Perkawinan rasionalitas modern dengan logika ekonomi industri menyebabkan pekerjaan ekonomis menjadi satu-satunya nilai yang tak ternafikkan. Hal ini tak hanya dilakukan oleh masyarakat kapitalis, bahkan masyarakat komunis juga menempatkan moralitas pekerjaan ekonomis menjadi nilai utama. Sebagaimana masyarakat komunis meletakkan persamaan atas segalanya dalam mencapai kemajuan-kemajuan yang bersifat ekonomi.

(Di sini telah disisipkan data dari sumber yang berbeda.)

PR #141, opened 2022-05-10
feat: Get adaptive banner height

Mikenso:
### Description
At current moment when we use Anchored Adaptive banner and get loading error BannerAd does not take up space on the screen, this may cause to accidental clicks when banner finally loads and google can restrict admob account .
To prevent users from accidental clicks we should reserve screen space for banner before banner shows up, but for anchored adaptive banner  height can variate from 50px to 15% of screen height so we need to get banner height for every device and apply to styles of banner container

### Checklist

  - [X] Yes
  - [X] `Android`
  - [ ] `iOS`
- My change includes tests;
- This is a breaking change;
  - [ ] Yes
  - [X] No

### DIFF
--- a/android/src/main/java/io/invertase/googlemobileads/ReactNativeAppModule.java
+++ b/android/src/main/java/io/invertase/googlemobileads/ReactNativeAppModule.java
@@ -64,7 +64,7 @@ public class ReactNativeAppModule extends ReactNativeModule {
     int dpWidth = (int) (displayMetrics.widthPixels / displayMetrics.density);
 
     AdSize adaptiveBannerSize =
-      AdSize.getCurrentOrientationAnchoredAdaptiveBannerAdSize(getContext(), dpWidth);
+        AdSize.getCurrentOrientationAnchoredAdaptiveBannerAdSize(getContext(), dpWidth);
     return adaptiveBannerSize.getHeight();
   }
 
--- a/android/src/main/java/io/invertase/googlemobileads/ReactNativeAppModule.java
+++ b/android/src/main/java/io/invertase/googlemobileads/ReactNativeAppModule.java
@@ -17,10 +17,12 @@ package io.invertase.googlemobileads;
  *
  */
 
+import android.util.DisplayMetrics;
 import com.facebook.react.bridge.Promise;
 import com.facebook.react.bridge.ReactApplicationContext;
 import com.facebook.react.bridge.ReactMethod;
 import com.facebook.react.bridge.ReadableMap;
+import com.google.android.gms.ads.AdSize;
 import io.invertase.googlemobileads.common.RCTConvert;
 import io.invertase.googlemobileads.common.ReactNativeEvent;
 import io.invertase.googlemobileads.common.ReactNativeEventEmitter;
@@ -53,6 +55,17 @@ public class ReactNativeAppModule extends ReactNativeModule {
     // RCTConvertFirebase.reactNativeAppToWritableMap(reactNativeApp);
     // promise.resolve(reactNativeAppMap);
     promise.resolve(options);
+  }
+
+  @ReactMethod(isBlockingSynchronousMethod = true)
+  public int getCurrentOrientationAnchoredAdaptiveBannerHeight() {
+    DisplayMetrics displayMetrics = getContext().getResources().getDisplayMetrics();
+
+    int dpWidth = (int) (displayMetrics.widthPixels / displayMetrics.density);
+
+    AdSize adaptiveBannerSize =
+      AdSize.getCurrentOrientationAnchoredAdaptiveBannerAdSize(getContext(), dpWidth);
+    return adaptiveBannerSize.getHeight();
   }
 
   @ReactMethod
--- a/src/ads/BannerAd.tsx
+++ b/src/ads/BannerAd.tsx
@@ -16,9 +16,15 @@
  */
 
 import React from 'react';
+import { NativeModules } from 'react-native';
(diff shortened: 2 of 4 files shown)


android/src/main/java/io/invertase/googlemobileads/ReactNativeAppModule.java
```diff
@@ -55,6 +57,17 @@ public void initializeApp(ReadableMap options, ReadableMap appConfig, Promise pr
     promise.resolve(options);
   }
 
+  @ReactMethod(isBlockingSynchronousMethod = true)
```
mikehardy, line 60: I have gotten a lot of negative feedback from module users historically when I've used this annotation - it has the side effect of making it so that the JSI debugging interface won't work, as you cannot use synchronous methods and the JSI. Is this strictly necessary, with no way around it? It would be the first instance of it in this module and going from 0 to 1 is a big step...

src/ads/BannerAd.tsx
```diff
@@ -16,9 +16,15 @@
...
 import { BannerAdProps } from '../types/BannerAdProps';
 import { BaseAd } from './BaseAd';
 
 export function BannerAd({ size, ...props }: BannerAdProps) {
   return <BaseAd sizes={[size]} {...props} />;
 }
+
+export function getCurrentOrientationAnchoredAdaptiveBannerHeight() {
+  const { RNAppModule } = NativeModules;
+  return RNAppModule.getCurrentOrientationAnchoredAdaptiveBannerHeight();
```
mikehardy, line 29: If you call into the native module without a platform check, and without an iOS implementation, this will cause a redbox error / crash on iOS. Is there a default implementation we should implement for non-android platforms? Or do we need an implementation for iOS as well?

mikehardy (changes requested):
Oh very interesting! This is a valid user concern so I can understand why google would have this stance:

> At current moment when we use Anchored Adaptive banner and get loading error BannerAd does not take up space on the screen, this may cause to accidental clicks when banner finally loads and google can restrict admob account .

And of course we don't want any excuses to restrict the account, it's hard enough complying with everything I think.

So this is great, thanks for posting it

I had a couple questions about implementation but it seems like a real need, and the implementation for the java side at least does seem to address the need

android/src/main/java/io/invertase/googlemobileads/ReactNativeAppModule.java
Mikenso: If we make asynchronous  - we will face another inconvenience - we will need somehow to get this value before showing banner or there still be fast content offset

src/ads/BannerAd.tsx
Mikenso: Yes, We should implement this for IOS too, but since I am not familiar with the objective-s and did not know whether the feature would be in demand or rejected, I saved my energy

android/src/main/java/io/invertase/googlemobileads/ReactNativeAppModule.java
mikehardy: Hmm - if it is just order of operations then I'd rather it be async with good documentation on how to call this first and/or make a best guess first then call this etc to block the space out, rather than forced sync and breaking JSI usage - all I can tell you from experience is that you really don't want to do that if you can avoid it. You (I? we? :laughing: ) will get a *lot* of complaints and invariably you'll have a sync and async version which is just a pain

src/ads/BannerAd.tsx
mikehardy: I'll wait to see what others think to see if they also like it then, so as not to waste any time if I'm the only fan :-)

dylancom:
Would like to see a reproduction in our example.
Just did a test and if I put in an incorrect ad unit, which will trigger an error, the banner still takes up the appropriate height.
Schermafbeelding 2022-05-11 om 08 42 59

I wrapped a div with backgroundColor 'black' around the banner to make it obvious.

android/src/main/java/io/invertase/googlemobileads/ReactNativeAppModule.java
dylancom: We also already have a similar static method: https://github.com/invertase/react-native-google-mobile-ads/blob/main/android/src/main/java/io/invertase/googlemobileads/ReactNativeGoogleMobileAdsCommon.java#L43

src/ads/BannerAd.tsx
dylancom: We also already have a similar static method: https://github.com/invertase/react-native-google-mobile-ads/blob/main/android/src/main/java/io/invertase/googlemobileads/ReactNativeGoogleMobileAdsCommon.java#L43

android/src/main/java/io/invertase/googlemobileads/ReactNativeAppModule.java
```diff
@@ -55,6 +57,17 @@ public void initializeApp(ReadableMap options, ReadableMap appConfig, Promise pr
...
+  public int getCurrentOrientationAnchoredAdaptiveBannerHeight() {
```
dylancom, line 61: We already have a similar static method: https://github.com/invertase/react-native-google-mobile-ads/blob/main/android/src/main/java/io/invertase/googlemobileads/ReactNativeGoogleMobileAdsCommon.java#L43

wjaykim:
I think the issue is resolved with #146, so closing this PR.

mikehardy:
Excellent @wjaykim and thanks a bunch for working with on this @Mikenso ! Really appreciated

Lalu kemudian timbul pertanyaan benarkah sistem individualisme kompetitif sebagai bentuk dari prinsip rasionalitas struggle of existence telah membawa kebaikan dan kesejahteraan bagi umat manusia? Tak ada yang memungkiri bahwa kelahiran rasionalisme berdampak pada kemajuan-kemajuan ilmu pengetahuan dan teknologi seperti sekarang ini, namun apakah kesejahteraan psikologis benar-benar dapat dicapai selama empat abad terakhir ini?